Sunday, November 23, 2008

Talimena Scenic Drive


The Talimena Scenic Drive runs between Talihina, Oklahoma and Mena, Arkansas. The name is, obviously, an elision of the two names – not unusual in these parts, to wit, Texarkana, a city straddling Texas and Arkansas, or Lake Texoma on the Red River, shared by Texas and Oklahoma. We decided to drive up to Little Rock, the capital of Arkansas on Friday evening, spend Saturday in Little Rock, and then drive back to Dallas via the scenic route.

It’s cold for this time of year – hovering around the freezing mark first thing in the morning, and when the sun goes down, and we weren’t, sartorially speaking, particularly well prepared. So when we arrived at the hotel on Friday evening, we decided to eat in the hotel. My experience has been that eating in hotels is almost always a bad idea – this one wasn’t too bad, even though they told me that ribs were off the menu when I tried to order.

Arkansas is one of the nation’s poorest states, and the capital reflects that. Downtown, the River Market District was quite disappointing, even though we knew that the “season” has been over for a few weeks. The Clinton Presidential Library, however, was a delightful surprise, especially since they’re in the middle of an “Art of the Chopper” exhibit. The restaurant served an excellent lunch, and the library, despite looking like a double-wide trailer on stilts, has a very comprehensive history of “the Clinton years”. Try as I might, I could find no mention of Ms Lewinsky, other than an oblique reference regretting the events that led up to his attempted impeachment. Not surprising, I suppose.
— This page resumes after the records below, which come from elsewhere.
PR #3633, opened 2021-12-01
Edits to cache ID articles

StephenBarlow:
Putting this up with just one of the two articles done in case I don't finish the programmatic side today

Edit: finished the other one 😄

### DIFF
--- a/docs/source/caching/declarative-ids.mdx
+++ b/docs/source/caching/declarative-ids.mdx
@@ -1,44 +1,38 @@
 ---
-title: Declarative cache ids
+title: Declarative cache IDs in Apollo Android
+sidebar_title: Declarative cache IDs
 ---
 
-> Using declarative cache ids is the recommended way to define your cache ids. For a more flexible (and more complex) API, you can also define your cache ids [programmatically](programmatic-ids).
+When using a [normalized cache](./normalized-cache/) in Apollo Android, it's recommended that you specify a **cache ID** for each object type in your schema. If you don't, objects are assigned a _default_ cache ID, but that ID can lead to undesirable duplication of data.
 
-Declaratively specifying your cache ids allows the codegen to add the id fields automatically and generates type-safe code that can return a valid cache id for any object or field.
+When specifying cache IDs, it's recommended that you do so **declaratively**, using the methods described in this article:
 
-It works by extending the backend schema. The GraphQL spec allows [object extensions](https://spec.graphql.org/draft/#sec-Object-Extensions) using the `extend type` keywords. In our case, this can be used together with the `@typePolicy` and `@fieldPolicy` directives and an extra '.graphqls' file that we will name `extra.graphqls`.
-
-Cache ids are computed from two sources:
-
-1. From the object fields (`author.id`)
-2. From a field's arguments (`author(id)`)
-
-
-1. is happening **after** a network request and is important to merge the network response with existing data. This is the most usual case.
-2. is happening **before** a network request and is important to avoid a network round trip if all the data is in the cache already. This is an optimization that can avoid some cache misses.
-
-With declarative cache ids:
-
-1. uses `@typePolicy`
-2. uses `@fieldPolicy`
-
-## @typePolicy
-
-`@typePolicy` allows to specify the id from object fields returned **after** a network request.
-
-It's a client-only directive defined by:
-
-```graphql:title=apollo.graphqls
-# Marks fields as key fields. Key fields are used to compute the cache key
-# of an object `keyFields` should contain a selection set. Composite fields
-# are not supported yet.
-directive @typePolicy(keyFields: String!) on OBJECT
+```graphql
+extend type Book @typePolicy(keyFields: "id")
 ```
 
-Assuming the following schema type in your `schema.graphqls` file:
+> For advanced use cases, you can also define cache IDs [programmatically](programmatic-ids).
+
+## How they work
+
+With declarative cache IDs, the codegen process adds ID fields automatically and generates type-safe code that can return a valid cache ID for any object.
+
+To do this, Apollo Android extends your back-end schema. The GraphQL spec supports [object extensions](https://spec.graphql.org/draft/#sec-Object-Extensions) using the `extend type` keywords. We can use this together with the `@typePolicy` and `@fieldPolicy` directives, along with an extra `.graphqls` file named `extra.graphqls`.
+
+You can obtain a given object type's cache ID from one of two sources:
+
+| Source | Directive | Description |
+|--------|-----------|-------------|
+| From a response object's fields (e.g., `Book.id`) | [`@typePolicy`](#typepolicy) | This happens _after_ a network request and is essential to merging a query result with existing cached data. This is the most common case. |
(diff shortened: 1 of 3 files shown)


docs/source/caching/normalized-cache.mdx
```diff
@@ -232,16 +232,9 @@ We want to deduplicate entries like these by making sure they're assigned the _s
 
 Fortunately, all of our objects have an `id` field that we can use for this purpose. If an `id` is unique across _all_ objects in your graph, you can use its value directly as a cache ID. Otherwise if it's unique _per object type_, you can prefix it with the type name (as shown above).
 
-Note that `id` can be obtained from two sources:
```
StephenBarlow, line 235: Removing this here because it looks like it'll have corresponding information in both of the individual ID articles

docs/source/caching/declarative-ids.mdx
```diff
@@ -1,100 +1,95 @@
...
 
 ```graphql:title=extra.graphqls
 extend type Query @fieldPolicy(forField: "author", keyArgs: "firstName lastName")
 ```
 
-The codegen will recognize the id argument and generate the correct cache id every time you use it in a query.
\ No newline at end of file
+In this case, the cache ID for an `Author` object includes the values of both its `firstName` and `lastName` fields, which are both provided as arguments to the `Query.author` field.
+
+If multiple fields of an object type have key arguments, you can apply multiple `@fieldPolicy` directives to that type.
```
StephenBarlow, line 95: Is this true? I just guessed 😄

docs/source/caching/programmatic-ids.mdx
```diff
@@ -59,25 +52,27 @@ val objectIdGenerator = object : CacheKeyGenerator {
 }
 ```
 
-Note how this requires `id` to be present in the response. If a query does not return this field, the `CacheKey` will be inconsistent and duplication will happen.
+You can also use the current object's typename to use _different_ cache ID generation logic for different object types.
```
StephenBarlow, line 55: Is this accurate? I assume this function is getting called for every object type, and you might need to `switch` on the typename or similar to use different logic per type

StephenBarlow: Pardon my kotlin ignorance. `when` 😄

docs/source/caching/declarative-ids.mdx
```diff
@@ -1,100 +1,95 @@
 ---
-title: Declarative cache ids
+title: Declarative cache IDs in Apollo Android
```
StephenBarlow, line 2: Question(s): Let's say I set up a `fieldPolicy` to get an object's ID, but that object isn't in the cache. So now I hit the network and the object is returned. When assigning the cache ID for that object, is the `fieldPolicy` value used, or is the `typePolicy` value used (assuming both are defined)? What if there's a `fieldPolicy` for a field but _not_ a `typePolicy` for the type returned by that field?

martinbonnin: `@typePolicy` is the one used after the network. `@fieldPolicy` doesn't have access to the object because it is used before the network.

Usually, you would setup a `@typePolicy` always and optionally a `fieldPolicy`. I don't think there's a valid use case where `@fieldPolicy` is defined but not `@typePolicy`

docs/source/caching/declarative-ids.mdx
martinbonnin: It is!

docs/source/caching/programmatic-ids.mdx
```diff
@@ -1,52 +1,45 @@
...
-2. uses `CacheKeyResolver`
-
-
-## CacheKeyGenerator
-
-To customize how cache ids are built from object fields, create a new instance of `CacheKeyGenerator`:
+The `CacheKeyGenerator` class enables you to generate custom cache IDs from an object's field values. This basic example generates _every_ object type's cache ID from its `id` field:
 
 ```kotlin
 val objectIdGenerator = object : CacheKeyGenerator {
```
martinbonnin, line 22:
```suggestion
val cacheKeyGenerator = object : CacheKeyGenerator {
```

docs/source/caching/programmatic-ids.mdx
```diff
@@ -1,52 +1,45 @@
...
-    .serverUrl("https://...")
-    .normalizedCache(
-        normalizedCacheFactory = cacheFactory,
-        objectIdGenerator = objectIdGenerator,
-    )
-    .build()
+  .serverUrl("https://...")
+  .normalizedCache(
+    normalizedCacheFactory = cacheFactory,
+    objectIdGenerator = objectIdGenerator,
```
martinbonnin, line 37:
```suggestion
    cacheKeyGenerator = cacheKeyGenerator,
```

docs/source/caching/programmatic-ids.mdx
```diff
@@ -1,52 +1,45 @@
...
+  )
+  .build()
 ```
 
-If you need the object typename, you can access it through `context`:
+You can get the current object's typename from the `context` object and include it in the generated ID, like so:
 
 ```kotlin
 val objectIdGenerator = object : CacheKeyGenerator {
```
martinbonnin, line 45:
```suggestion
val cacheKeyGenerator = object : CacheKeyGenerator {
```

docs/source/caching/programmatic-ids.mdx
martinbonnin: Yes, that's correct 👍 It's called for every object.

docs/source/caching/programmatic-ids.mdx
```diff
@@ -59,25 +52,27 @@ val objectIdGenerator = object : CacheKeyGenerator {
...
+## `CacheKeyResolver`
 
-To customize how cache ids are built from fields arguments (before going to the network), create a new instance of `CacheKeyResolver`:
+The `CacheKeyResolver` class enables you to generate custom cache IDs from an field's arguments. This basic example generates _every_ object type's cache ID from the `id` argument _if it's present_:
 
 ```kotlin
 val cacheKeyResolver = object: CacheKeyResolver() {
   override fun cacheKeyForField(field: CompiledField, variables: Executable.Variables): CacheKey? {
-    // [field] contains compile-time information about what type of object is being resolved
+    // `field` contains compile-time information about what type of object is being resolved.
```
martinbonnin, line 66: FWIW, the `[identifier]` syntax is the [KDoc](https://kotlinlang.org/docs/kotlin-doc.html) way to do. Backticks work too !

docs/source/caching/programmatic-ids.mdx
```diff
@@ -87,24 +82,27 @@ val cacheKeyResolver = object: CacheKeyResolver() {
...
-    .normalizedCache(
-        normalizedCacheFactory = cacheFactory,
-        objectIdGenerator = objectIdGenerator,
-        cacheResolver = cacheKeyResolver
-    )
-    .build()
+  .serverUrl("https://...")
+  .normalizedCache(
+    normalizedCacheFactory = cacheFactory,
+    objectIdGenerator = objectIdGenerator,
```
martinbonnin, line 92: We renamed that to `cacheKeyGenerator`:

```suggestion
    cacheKeyGenerator = cacheKeyGenerator,
```

martinbonnin (approved):

docs/source/caching/programmatic-ids.mdx
StephenBarlow: Ok cool! I'll go with backticks for now just for cross-docset consistency within comments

I’m not a biker, but even I could appreciate the bikes, designed and ridden by all the great names of Harley-Davidson-dom. Particularly poignant was a picture of Indian Larry, standing on the saddle of his moving motorcycle (which is, ironically, how he died) alongside one of his bikes.

On Saturday evening, we went to Murry’s Dinner Playhouse, to see a performance of “There Goes the Bride”. Not great literature by any standard, but very reminiscent of the old Brian Rix farces at the Whitehall Theatre, and an ideal accompaniment for a buffet-style dinner and a couple of glasses of wine.
Food for the winter

Val talking to Jay Jones













On Sunday, we set off reasonably early on the “scenic route” to Dallas. We stopped on the way at a gas-station cum diner for coffee. I don’t think they get too many visitors from the outside world, because an old lady got up from her table to speak to Val, because she’d “lived here all her life, and just wanted to say hello”. We also stopped in Mount Ida, for two reasons. One was because we were about to cross the Oauchita mountains, and had no idea how to pronounce it (“Washiter”); the other was because we’d seen so many “crystal and rock” shops that we were curious. We chatted for a while to Jay Jones, from whom we learned that there are numerous open pit crystal mines around Lake Ouachita. We bought a chunk of crystal from his shop, a book written by his father, and I photographed a couple of his buddies butchering a deer – I should say that, although I don’t at all appreciate hunting for sport, I have no problem with hunting for food. They’re allowed, by law, to take 3 deer per year, and that’s enough to provide meat for the family. In the picture, they have just removed the tenderloins.
"Vista Point"

The Scenic Drive is spectacular. I can’t begin to tell you how spectacular the views are. No – I really mean that. I can’t begin to tell you because the visibility was down to about 100 yards, and, despite the numerous “vista points”, we could hardly see the trees in front of us. But I’m assured that the scenery is wonderful, and I have no reason to doubt it.

From Talihina, we headed south through the Choctaw nation in Oklahoma, down Route 75, past the gambling casinos on the reservation that are the result of legislation that was inadequately thought through by Congress (much to the delight of the native population – and more power to them!). The increased traffic on the highway signaled the proximity of Dallas – and our return to the hustle and bustle of the Metroplex.
The Choctaw Nation

I never cease to be surprised by the poverty I see in rural America – Arkansas and Vermont are peculiarly similar in that respect, despite apparently being at opposite ends of the geographic, cultural and climatic spectrum. I also never cease to be amazed by the friendliness of the people.

My hope is that the current financial upheaval we are experiencing favors the rural community, and that we may once again appreciate the value of living closer to the land.